Bu sürgünle 180.000 Ahıska’lı Türk, Öz Vatanından kopartılmıştır. Ahıska Türklerinin tüm gayri menkulleri ve diğer malları Gürcülere ve Ermenilere verilmiştir.

 Hazırlayan: YILMAZ KARAHAN

image0025.jpg

Paylaş:

Yorumlar

“18) AHISKA TÜRKLERİNİN KARAGÜNÜ (15 KASIM 1944)” yazisina 10 Yorum yapilmis

  1. haymatloslu yorum tarihi 15 Kasım, 2007 16:47

    “Türkleri tarihten çıkartırsanız,tarihi tekrar yazmak zorunda kalırsınız.”(Neumark)

    Bu Kaynaktan İçenin Yüreği Tunç Olur, Türk’e Kefen Biçenin Ölümü Korkunç Olur!

  2. piyanist volki yorum tarihi 15 Kasım, 2007 17:32

    tüm müslüman ve türk aleminin başı sağolsun ama ne kadarda uğraşsalar olmuyacağını anlayacaklar yenilmezlik kanımızda var !!!

  3. Ertuğrul Kapusuzoğlu yorum tarihi 16 Kasım, 2008 02:01

    Ahıskalılar, İstanbul şivesiyle konuşurlar.
    Demirbaş Şarlı kurtarmak için savaşmayı göze alanlar, kendi kanından kendi canından insanlar için kıllarını kıpırdatmadılar.
    İbret…
    Hiç değilse bugün.

  4. sedat ergenç yorum tarihi 18 Kasım, 2008 10:55

    Ahıska Türklerinin başına gelenlerden 1.derece sorumlu olan o dönemde bu kardeşlerimize sınırları kapatan İnönü hükümetidir. Biz kabul etmeyince muhtelif bölgelere Ruslar tarafından darmadağın edilip zorunlu göçe tabii tutulan Ahıskalılara hiç olmazsa bugün sahip çıkılmalıdır.
    Şu anda İstanbul’da mülteci konumunda yaşayan çok sayıda Ahıskalı Müslüman Türk vardır (Yenibosnada) ve bölücü hainler kadar bu ülkenin imkanlarından yararlanamamaktadırlar.

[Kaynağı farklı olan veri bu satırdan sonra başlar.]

PR #877, opened 2019-12-07
feat: hide modifier

atomiks:
The `clippingParent` technique we have is too naive, as it doesn't consider multiple nested scrolling containers which can clip the element, we effectively need to get the minimum bounds of all the scrolling clipping parents and use that as a virtual rect instead.

I tried working on the above but I discovered a positioning bug when the popper is within the same parent as the reference if the parent has `position: relative` which we need to fix first before we can solve the clipping issue.

I'm not sure about how we should store the data for both the `reference` and `popper` overflows, and how the user can configure different ones for either element. They both have to use the same options.


src/dom-utils/getClippingParent.js
```diff
@@ -6,21 +6,34 @@ import getWindow from './getWindow';
...
+  element: Element,
+  offsetElement?: Element,
+  canEscapeClipping?: boolean
 ): HTMLElement {
   const scrollParent = getScrollParent(element);
   const offsetParent = offsetElement || getOffsetParent(element);
   const win = getWindow(element);
 
+  if (canEscapeClipping === undefined) {
+    canEscapeClipping = ['absolute', 'fixed'].includes(
```
FezVrasta: Absolute elements can’t escape the clipping parent described by this function.

atomiks: The variable is poorly named 🤦‍♂ , it means "this element can escape its scrolling container"

FezVrasta: But they can’t, this function specifically returns containers that will clip absolutely positioned elements.

atomiks: Yes I've tested it, it works. It handles the case where the reference element (usually not absolutely positioned) is clipped by its direct scrolling container as well. The popper element is still clipped appropriately

atomiks: I've made the explanation clearer.

atomiks:
The arrow is broken again since it's placed before `preventOverflow`. I think there's a bug with the modifier ordering

atomiks:
I came up with something to be able to specify custom detectOverflows. It's fairly awkward, especially the naming, so any help improving it would be nice.

It's also really cumbersome to require specifying custom detectOverflow objects just to use the `hide`, so building it in would be better hopefully ensuring it doesn't bloat bundle size too much :\

FezVrasta:
If the issue is defining a custom detect overflow to make hide work, why don’t we export hide + custom detectOverflow from the hide module, so that importing it will include two modifiers?

We could easily flatten the modifiers list to make it work

atomiks:
> modifiers.flat()

I've been wondering about using super modern methods – shouldn't we stick to ES2017, because if we continue to use new methods, the consumers will need to "keep up" with the polyfills and their apps will break for old browsers when updating to new versions if they aren't polyfilling our newly used methods.

FezVrasta:
`.reduce((flat, x) => [...flat, x], [])`?

atomiks:
I don't think that will automatically merge the inner `custom` object option unfortunately

FezVrasta:
I was proposing an alternative that doesn't need a new option.

You should use the plain `detectOverflow` modifier. Give it a unique name, and then people that want to customize it, will do it by referring to it.

atomiks:
That means we need to make a PR that uses the name passed to the modifier, `state.modifiersData[name] = {...}` right? Currently the names are hardcoded

FezVrasta:
Correct, I thought I did already 🤦‍♂️

FezVrasta:
(I just pushed a commit to fix that)

atomiks:
I exported with custom detectOverflow as an array but it won't work yet obvs, I'll rebase with master if it gets implemented?

FezVrasta:
That's great! I'll add support for nested modifiers in a bit.

FezVrasta:
Typing this change is quite a mess. Maybe it would be easier to tell users to do:

```
createPopper(x, y, {
  modifiers: [...flip]
});
```

So we can keep the library lean.

atomiks:
The new modifier is simple anyway unlike before, they can just add this when using `hide`

```js
{
  ...detectOverflow,
  name: 'detectOverflow',
  options: {
    context: 'reference'
  }
}
```

tests/visual/modifiers/hide/index.html
```diff
@@ -0,0 +1,109 @@
...
+      },
+      {
+        name: 'applyHideStyles',
+        enabled: true,
+        phase: 'write',
+        fn({ state }) {
+          const popper = state.elements.popper;
+
+          if (state.modifiersData.hide.isReferenceHidden) {
+            popper.style.visibility = 'hidden';
```
FezVrasta: Should we change the `applyStyles` modifier to write to `state.` directly so that we don't need a custom modifier here?

atomiks: Yes but I thought that was gonna be a separate PR

FezVrasta: I just pushed the changes

atomiks: Cannot assign `data.isReferenceHidden` to `state.attributes['data-poppe...']` because  boolean [1] is incompatible with  object type [2].Flow(InferError)

atomiks:
Should we enforce a `name` style when using other modifiers as a "namespace" for built-in modifiers?

e.g. instead of

`detectOverflowHide`

- `detectOverflow#hide`
- `detectOverflow:hide`
- `detectOverflow/hide`

src/dom-utils/getClippingRect.js
```diff
@@ -0,0 +1,71 @@
...
+        ? getOffsetParent(element)
+        : element;
+    if (
+      isElement(scrollParent) &&
+      isElement(clipperElement) &&
+      scrollParent.contains(clipperElement)
+    ) {
+      clippingParents.push(scrollParent);
+    }
+  });
```
FezVrasta:
```js
const clippingParents = scrollParents.filter(scrollParent => {
  const clipperElement = canEscapeClipping && isHTMLElement(element) ? getOffsetParent(element) : element;
  return isElement(scrollParent) && isElement(clipperElement) && scrollParent.contains(clipperElement);
});
```

src/modifiers/hide.js
```diff
@@ -0,0 +1,47 @@
...
+  right: number,
+  left: number,
+};
+
+const isAnySideFullyClipped = (overflow: ModifierData): boolean =>
+  [top, right, bottom, left].some(side => overflow[side] >= 0);
+
+export function hide({ state }: ModifierArguments<Options>) {
+  const reference = state.measures.reference;
+  const overflow = state.modifiersData.detectOverflowHide.clippingArea;
```
FezVrasta: I would probably make `detectOverflowHide` a configurable option.

```
  const overflow = state.modifiersData[options.detectOverflowModifierName].clippingArea;
```

src/modifiers/hide.js
```diff
@@ -0,0 +1,47 @@
...
+  const referenceClippingOffsets = {
+    top: overflow.top - reference.height,
+    right: overflow.right - reference.width,
+    bottom: overflow.bottom - reference.height,
+    left: overflow.left - reference.width,
+  };
+
+  const isReferenceHidden = isAnySideFullyClipped(referenceClippingOffsets);
+
+  state.modifiersData.hide = {
```
FezVrasta: `state.modifiersData[name]`

src/modifiers/hide.js
```diff
@@ -0,0 +1,47 @@
...
+    referenceClippingOffsets,
+    isReferenceHidden,
+  };
+
+  state.attributes.popper = {
+    ...state.attributes.popper,
+    'data-popper-reference-hidden': isReferenceHidden,
```
FezVrasta: Doesn't `context` decide if we want to detect `reference` or `popper`?

src/modifiers/hide.js
atomiks: How does that provide any benefit?

src/modifiers/hide.js
atomiks: We still need to do that for every other modifier 😅

FezVrasta:
I changed the visual test to:

```js

  window.instance = createPopper(reference, popper, {
    placement: 'right',
    modifiers: [
      { name: 'preventOverflow', enabled: false },
      hide,
      {
        ...detectOverflow,
        name: 'detectOverflowHide',
        options: {
          context: 'popper',
        },
      },
    ],
  });
```

I would expect the popper element to gain the `data-` attribute to mark it as hidden when the popper overflows the container, but it doesn't happen. What's going on?

src/modifiers/hide.js
FezVrasta: Users can recycle the same detectOverflow modifier for various modifiers, rather than having to define a new one each time.

src/modifiers/hide.js
FezVrasta: Let's start somewhere :-P

atomiks:
The `context` option determines which element we're checking the `clippingArea` and `visibleArea` for.  So the `popper` context is used by `flip` & `preventOverflow`, while `reference` is used for `hide`.

What you're looking for (and what I wanted as well) was the popper overflowing the reference's `clippingArea` (e.g. it looks weird/detached outside), which is like an "alt context". But I haven't worked on it because preventOverflow was breaking it and figured we could solve it sometime in the future...

src/modifiers/hide.js
atomiks: The case where we disable `preventOverflow` and the popper leaves its bounds is not useful for `hide`, the useful one is when the popper leaves the reference's bounds entirely while the reference is still partially visible, it looks odd - seen in the test.

src/modifiers/hide.js
atomiks: A problem with that is how do we specify `requires`?

FezVrasta: For now I’d ask users to make sure they set the proper dependency names, we could build some fancy solution but it’s overkill for now

FezVrasta: For now I’d ask users to make sure they set the proper dependency names, we could build some fancy solution but it’s overkill for now

atomiks: It makes `detectOverflowName` option pointless however?

FezVrasta: Why? We can't read from the `requires` list to know which one to use, it may have a completely different name we can't recognize.

atomiks: The problem is the user needs to spread in the original `requires` as well into their custom specified `requires` property, and it will contain the default name for hide's `detectOverflow`?

src/modifiers/hide.js
atomiks: I wonder if we run `detectOverflow` in the `afterMain` phase, it will work? 🤔

src/modifiers/hide.js
atomiks: I misread your `can't` as `can`, sorry 🤦‍♂.

I see what you're saying.

FezVrasta:
> Because we can't know what name they are passing in?

Why can't we leave the default option name?

atomiks:
If they pass in 

```js
options: {
  detectOverflowName: 'customDetectOverflow'
}
```

Then the `requires` validation will falsely error because our validation is based on the default, but they are passing in one with a different name

FezVrasta:
Can’t they override the requires prop? 🤔

atomiks:
That's what I mentioned here: https://github.com/popperjs/popper.js/pull/877#discussion_r355976032

atomiks:
> Users can recycle the same detectOverflow modifier for various modifiers, rather than having to define a new one each time.

I think this is too brittle, let's just force them to use names that the built-in modifier requires 🤷‍♂  especially now since there's yet another modifier required.

src/modifiers/hide.js
atomiks: ^ It works 🙏

atomiks:
https://i.imgur.com/JMepoP0.mp4

Purple = normal
White = `hasPopperEscaped`
Yellow = `isReferenceHidden`

Unfortunately I think `preventOverflow` still causes problems 🤔

src/modifiers/offset.js
```diff
@@ -47,13 +47,25 @@ export function offset({ state, options }: ModifierArguments<Options>) {
...
+    basePlacements.forEach(placement => {
+      const multiply = [right, bottom].includes(placement) ? 1 : -1;
+      const value =
+        // If it's based on the reference context, we don't add `offset`
+        // TODO: we need to figure out something better entirely here
+        (key.includes('Reference') // detectOverflowReference
+          ? 0
+          : [top, bottom].includes(placement)
+          ? y
+          : x) * multiply;
```
atomiks: We need to figure something out about this problem

atomiks:
I think everything works now

src/modifiers/offset.js
FezVrasta: Would it be too bad if we asked users to provide the list of detectOverflow modifiers in the modifier options?

By default it would be:
```
{
  name: 'offset',
  options: {
    detectOverflowModifiers: ['detectOverflow']
  }
}
```

People can then override it if needed. It's good to provide a good and extensible modifier API, but I don't want to end up with 90% of the library size just for making it work.

atomiks: I really dislike having to do that. I think maybe `offset` shouldn't need to have to alter `detectOverflow` at all, somehow

src/dom-utils/getClippingRect.js
```diff
@@ -0,0 +1,66 @@
...
+    return rectToClientRect(getDocumentRect(documentElement));
+  }
+
+  const clippingRect = restClippingParents.reduce((accRect, clippingParent) => {
+    const rect = getBoundingClientRect(clippingParent);
+    accRect.top = Math.max(rect.top, accRect.top);
+    accRect.right = Math.min(rect.right, accRect.right);
+    accRect.bottom = Math.min(rect.bottom, accRect.bottom);
+    accRect.left = Math.max(rect.left, accRect.left);
+    return accRect;
```
FezVrasta: If here you worked on `x`, `y`, `width`, `height`, on lines 60...63 you could call `rectToClientRect(clippingRect)` to compute `top`, `right`, `bottom`, and `left`.

This should simplify the code and allow us to reuse the `rectToClientRect` utility.

src/modifiers/detectOverflow.js
```diff
@@ -1,18 +1,32 @@
...
+  top,
+  right,
+} from '../enums';
+import unwrapVirtualElement from '../dom-utils/unwrapVirtualElement';
 
 type Options = {
   clippingArea: OverflowArea,
   visibleArea: OverflowArea,
+  context: Context,
+  alt: boolean,
```
FezVrasta: What's `alt`?

src/dom-utils/getClippingRect.js
atomiks: How would it work though? We need to min the right/bottom as well

src/modifiers/detectOverflow.js
atomiks: `alt` means it will check the other element's area (i.e. `clippingParents`)

src/dom-utils/getClippingRect.js
FezVrasta: I suspect the following wouldn't be enough, but we have all the data to make the right operations... 🤔

```js
accRect.x = Math.max(rect.x, accRect.x);
accRect.y = Math.max(rect.y, accRect.y);
accRect.width = Math.min(rect.width, accRect.width);
accRect.height = Math.min(rect.height, accRect.height);
```

src/modifiers/detectOverflow.js
FezVrasta: I don't quite understand why do we need to support two areas in the modifier, if we then need to also specify which one we want to use. Why can't we keep the modifier focused to 1 single area, and use multiple modifiers for each area?

atomiks: Do you mean `clippingArea` and `visibleArea`? For `alt`, it uses the other element's rect but its own measure (how the popper can tell it escaped the reference's boundaries)

FezVrasta: Could you find a more descriptive name for the option? I'm still not understanding what's its purpose. Feel free to add code comments to make it clearer too.

FezVrasta:
Closing as this was manually merged

PR #878, opened 2019-12-07
fix: positioning logic with offsetParents

atomiks:
Added a new test there the direct parent is an offsetParent as well as the root, but not the container in the middle


src/dom-utils/getRectRelativeToOffsetParent.js
```diff
@@ -15,37 +15,41 @@ export default (
...
-  const ancestorOffsetParents = isFixed ? [directOffsetParent] : [];
-  let currentOffsetParent = directOffsetParent;
+  const relevantScrollParents = [];
 
-  while (isElement(currentOffsetParent)) {
-    currentOffsetParent = getOffsetParent(currentOffsetParent);
-    ancestorOffsetParents.push(currentOffsetParent);
+  // We want all the scrolling containers only up to and including the
+  // offsetParent
+  for (let i = 0; i < scrollParents.length; i++) {
```
FezVrasta: The following should do the same:

```
const relevantScrollParents = scrollParents.slice(0, scrollParents.indexOf(offsetParent));
```

PR #879, opened 2019-12-07
fix: blurry text (better)

### LINKED ISSUE #764: Ideas for pixel-perfect, non-blurry display
**Disclaimer:** The pixel-perfect / blurry issue has many other tickets describing a whole variety of possible workarounds and tweaks, but I'm adding this as a new ticket in the hopes that some of these ideas can help further improve or refine the positioning in popper.

First, popper calculates it's initial positioning using [`getOuterSizes.js`](https://github.com/FezVrasta/popper.js/blob/master/packages/popper/src/utils/getOuterSizes.js#L14-L15). Unfortunately, this uses `element.offsetWidth` and `element.offsetHeight` to calculate popper's dimensions. The problem is that these only return integer values, so calculations based on fine positioning (like that which may lead to blurriness) are often  _slightly_ off. It's this kind of "slightly off" stuff that makes you pull your hair out when things don't line up perfectly.

Instead of using these methods, we are calling `element.getBoundingClientRect`, which returns exact fractional (if necessary) values for the position of popper. Doing this allows the initial positioning values to be more accurate and allow better placement (with the chance for less blurriness) later on. We created a modifier, of sort order `50` (so it runs as the first modifier, not sure if this is correct or ideal). It runs before the other modifiers though. Here's what our `popperOffsets` call looks like:

```coffee
            popperOffsets:
              order: 50
              enabled: true
              fn: (data, options) ->
                dom = data.instance.popper
                ref = data.offsets.reference
                pos = data.placement.split('-')[0]

                css = dom.ownerDocument.defaultView.getComputedStyle dom
                bcr = dom.getBoundingClientRect()

                [t, r, b, l, w, h] = 'top right bottom left width height'.split ' '

                vert = pos is t or b # top/bottom?
                main = pos is t or l # top/left?

                [start, half] = if vert then [l, w] else [t, h] # used to center
                [shift, full] = if vert then [t, h] else [l, w] # used to offset

                pop =
                  [t]: ref[t] # align top
                  [l]: ref[l] # align left
                  [w]: bcr[w] + parseFloat(css.marginLeft or 0) + parseFloat(css.marginRight  or 0)
                  [h]: bcr[h] + parseFloat(css.marginTop  or 0) + parseFloat(css.marginBottom or 0)
                  position: data.offsets.popper.position

                pop[start] += (ref[half] - pop[half]) / 2 # center on axis
                pop[shift] += if main then -pop[full] else ref[full] # adjust to edge

                data.offsets.popper = pop
                data
```

Second, the `computeStyle` modifier is used to calculate the actual positioning of the popper before rendering. It's this code that is responsible for figuring out exact placement and whether the GPU should be used (via `translate3d`) or if "normal" positioning (via `top` and `left`) should be used instead. The current code has a whole bunch of magic to try to determine how to correctly position the text to make it line up and not be blurry, etc.

What we've found is that GPU / hardware accelerated positioning (via `transform: translate3d(...)`), which is supposed to be much more efficient and generally way better, always leads to some blurry pixelation unless the positioning occurs on a "proper" pixel boundary. We've found that for a non-retina display, this means that we see pixelation unless the final position is integer pixel-aligned (ie - no decimal). On retina displays (which have a `window.devicePixelRatio` of 2), that we can do GPU position on integer pixel or 0.5 pixel boundaries and not see any blurriness. I assume if `window.devicePixelRatio` is 4, then blurriness would not occur on integer, 0.25, 0.5, or 0.75 pixel boundaries. In our code, if we are "off" by more than some small amount (0.001 of a pixel) from one of these boundaries, then we punt and failover to using "normal" positioning. But, if we are within the small delta or a proper pixel boundary, then we use the GPU via `translate3d`. This means that the GPU can be used dynamically, based on the context of that specific popper. The code for our `computeStyle` modifier is:

```coffee
            computeStyle:
              order: 850
              enabled: true
              fn: (data, options) ->
                dom = data.instance.popper
                ref = data.offsets.reference
                pop = data.offsets.popper

                outer = dom.getBoundingClientRect()
                inner = dom.querySelector('.content-inner').firstChild.getBoundingClientRect()

                [t, r, b, l, w, h] = 'top right bottom left width height'.split(' ')

                x = pop[l] - inner[l] + outer[l]
                y = ref[t] - inner[t] + outer[t]

                # use gpu if possible
                dpr = window.devicePixelRatio
                gpu = ![x, y].find (n) => Math.abs(n - frac n, dpr) > 0.001

                styles =
                  if gpu
                    transform: "translate3d(#{x}px, #{y}px, 0)"
                    top: 0
                    left: 0
                    willChange: 'transform'
                  else
                    top: y
                    left: x
                    willChange: 'top, left'

                data.attributes  = { 'x-placement': data.placement, data.attributes... }
                data.styles      = { data.styles..., styles... }
                data.arrowStyles = { data.offsets.arrow..., data.arrowStyles... }
                data
```

The `frac` helper is used to for fractional steps, so `frac 3.333, 4` would yield `3.25`, since that's the closest 1/4th of an integer. Here's that code:

```coffee
  frac = (val, n=1) -> if n > 1 then Math.round(val * n) / n else if n is 1 then (val | 0) else val
```

The end result, for us at least, has been pixel-perfect poppers that use the GPU when they can and failover to the not-optimized, but not-blurry either "normal" positioning. This gives us the best of both worlds, for only a small amount of tweaking of the code.

Hope this helps and sorry for creating a new ticket. It just didn't seem like this should be "tacked on" to the other closed tickets in the issue tracker.

atomiks:
After testing, subpixel values like `.75px` causes blurry text on my retina display, so we'll need to round the values. We can do this to the nearest suitable subpixel reported by `window.devicePixelRatio`

We still need to disable `transform` on low PPI displays because layer acceleration can disable subpixel rendering which leads to slightly blurry text

Fixes #764 (forever hopefully)

### DIFF
--- a/src/modifiers/computeStyles.js
+++ b/src/modifiers/computeStyles.js
@@ -13,6 +13,15 @@ type Options = {
   gpuAcceleration?: boolean,
 };
 
+// Round the offsets to the nearest suitable subpixel based on the DPR
+const roundOffsets = ({ x, y }) => {
+  const dpr = window.devicePixelRatio;
+  return {
+    x: Math.round(x * dpr) / dpr,
+    y: Math.round(y * dpr) / dpr,
+  };
+};
+
 export const mapToStyles = ({
   offsets,
   position,
@@ -22,20 +31,24 @@ export const mapToStyles = ({
   position: PositioningStrategy,
   gpuAcceleration: boolean,
 }) => {
-  // @1x displays in Chrome can be blurry due to non-rounded offsets, but this
-  // introduces slight positioning errors. TODO: somehow solve this better
-  // by default it is active, disable it only if explicitly set to false
+  const { x, y } = roundOffsets(offsets);
+
+  // Layer acceleration can disable subpixel rendering which causes slightly
+  // blurry text on low PPI displays.
+  // Zooming can change the DPR, but it seems to report a value that will
+  // cleanly divide the values into the appropriate subpixels.
   if (gpuAcceleration === false || window.devicePixelRatio < 2) {
     return {
-      top: `${offsets.y}px`,
-      left: `${offsets.x}px`,
+      top: `${y}px`,
+      left: `${x}px`,
+      transform: '',
       position,
     };
   } else {
     return {
       top: '0px',
       left: '0px',
-      transform: `translate3d(${offsets.x}px, ${offsets.y}px, 0)`,
+      transform: `translate3d(${x}px, ${y}px, 0)`,
       position,
     };
   }
--- a/src/modifiers/__snapshots__/computeStyles.test.js.snap
+++ b/src/modifiers/__snapshots__/computeStyles.test.js.snap
@@ -5,6 +5,7 @@ Object {
   "left": "10px",
   "position": "absolute",
   "top": "5px",
+  "transform": "",
 }
 `;
 
@@ -22,5 +23,6 @@ Object {
   "left": "10px",
   "position": "absolute",
   "top": "5px",
+  "transform": "",
 }
 `;


src/modifiers/computeStyles.js
```diff
@@ -22,20 +31,24 @@ export const mapToStyles = ({
...
+  // blurry text on low PPI displays.
+  // Zooming can change the DPR, but it seems to report a value that will
+  // cleanly divide the values into the appropriate subpixels.
   if (gpuAcceleration === false || window.devicePixelRatio < 2) {
     return {
-      top: `${offsets.y}px`,
-      left: `${offsets.x}px`,
+      top: `${y}px`,
+      left: `${x}px`,
+      transform: '',
```
atomiks: I had to do this because zooming changes the DPR and therefore the positioning technique, so the stale transform attribute gets left behind, breaking the positioning

FezVrasta:
Cool! May you update the unit tests? (`yarn test:unit -u`)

  5. Ertuğrul Kapusuzoğlu yorum tarihi 20 Şubat, 2009 15:04

    Tarihin her devrinde acı.
    “Hiç bir Türk ailesi yoktur ki, fertlerinden birisini bir Rus savaşında şehit vermesin.”
    Hatırladığım kadarıyla Süleyman Nazif demişti bu veciz ve acı gerçeği.
    Ders…
    Tarih, ders almak içindir.
    Ders almayanlar, ters alırlar.

  6. Akkale yorum tarihi 1 Eylül, 2009 04:21

    Ahıskalılar Türkçenin daha doğrusu Anadoluda ki Türkçenin en saf ve düzgün olanını konuşur.Bu da Ardahan,Kars,Erzurum,Iğdır gibi illerimizdeki soydaşlarımızda daha belirgin ortaya çıkar.
    Evet ne yazık ki Ahıska Türkleri de dahil hiçbir Türk topluluğuna önem verilmiyor.Milli devlet olamadık bi türlü.

  7. elhan geydarov yorum tarihi 2 Aralık, 2009 06:53

    bizim bu acıya saygı gösterdiğiniz için çoooooooook teşekkür ederim.

  8. Aziz Ahmedoğlu yorum tarihi 26 Ekim, 2010 23:42

    Bende Ahıska türküyüm ve vatanıma geri dönceğimcen adım gibi eminim.O yurt bizim o toprak bizim vemeyiz kimseye alacağız geri ister barışla isterse savaşla!!!!

  9. Samet Acaroğlu yorum tarihi 15 Kasım, 2012 13:02

    Sayın Yılmaz Karahan Bey, Ahıska konusuna elattığın için mutluyum.Biz Şavşat’lılar Ahıska’nın tam anlamıyla özüyüz.Tabiiki en çok emek sarf eden Sayın Doç.Dr.Yunuzs Zeyrek’in emeği başkadır.Mücadelesi çok önemlidir.Bendeniz bu yıl Eylül-2012 de Ahıska’ya iki aile olarak gittik .Şavşat-Ahıska 150 km ‘dir.Çevre incelemesi,onarılan Ahıska Kalesi’nin incelenmesi ve 200 fotoğraf çektim.bir kaset kamera çekimi yaptık.Facebook’tan kısım kısım yayınlıyorum.Ermeniler Ahıska’da da en iyi yerleride yaşıyorlar.Ticarette de ilerideler.Gürcüler Ahıska’nın fakirleri haline gelmişler.Ticarati Türkiye’yle mukayese etmkmek mümkün değel Türkiye en az 60 yıl ileride.Ama topraklar çok verimli olduğu hasatmarından anlaşılmakta.Altmışsekiz yılın tapularını nasıl geri verecekler ki,Ahıska’nın gerçek sahipleri topraklarına kavuşsunlar.Doğrusu düşündürücüdür!..Selam ve hürmetlerimi sunuyorum.Samet Acaoğlu İstanbul.

  10. sadettin gezmek yorum tarihi 14 Kasım, 2014 20:36

    Dünyanın gördüğü en kanlı zalim olan Gürcü Stalin,Ahıska türklerine bu en acımasız zulmü yaparak, AHISKA VE AHILKELEK’ i GÜRCÜLERE HEDİYE ETMİŞTİR. Bu insdanlar, yıllardır Türkiyeye gelmek istiyor. Aancak, TÜRK HÜKÜMETLERİ KABÜL ETMİYOR!! Suriyeli, Arap veya bilmem ne olsaydı hemen kabül ederlerdi!!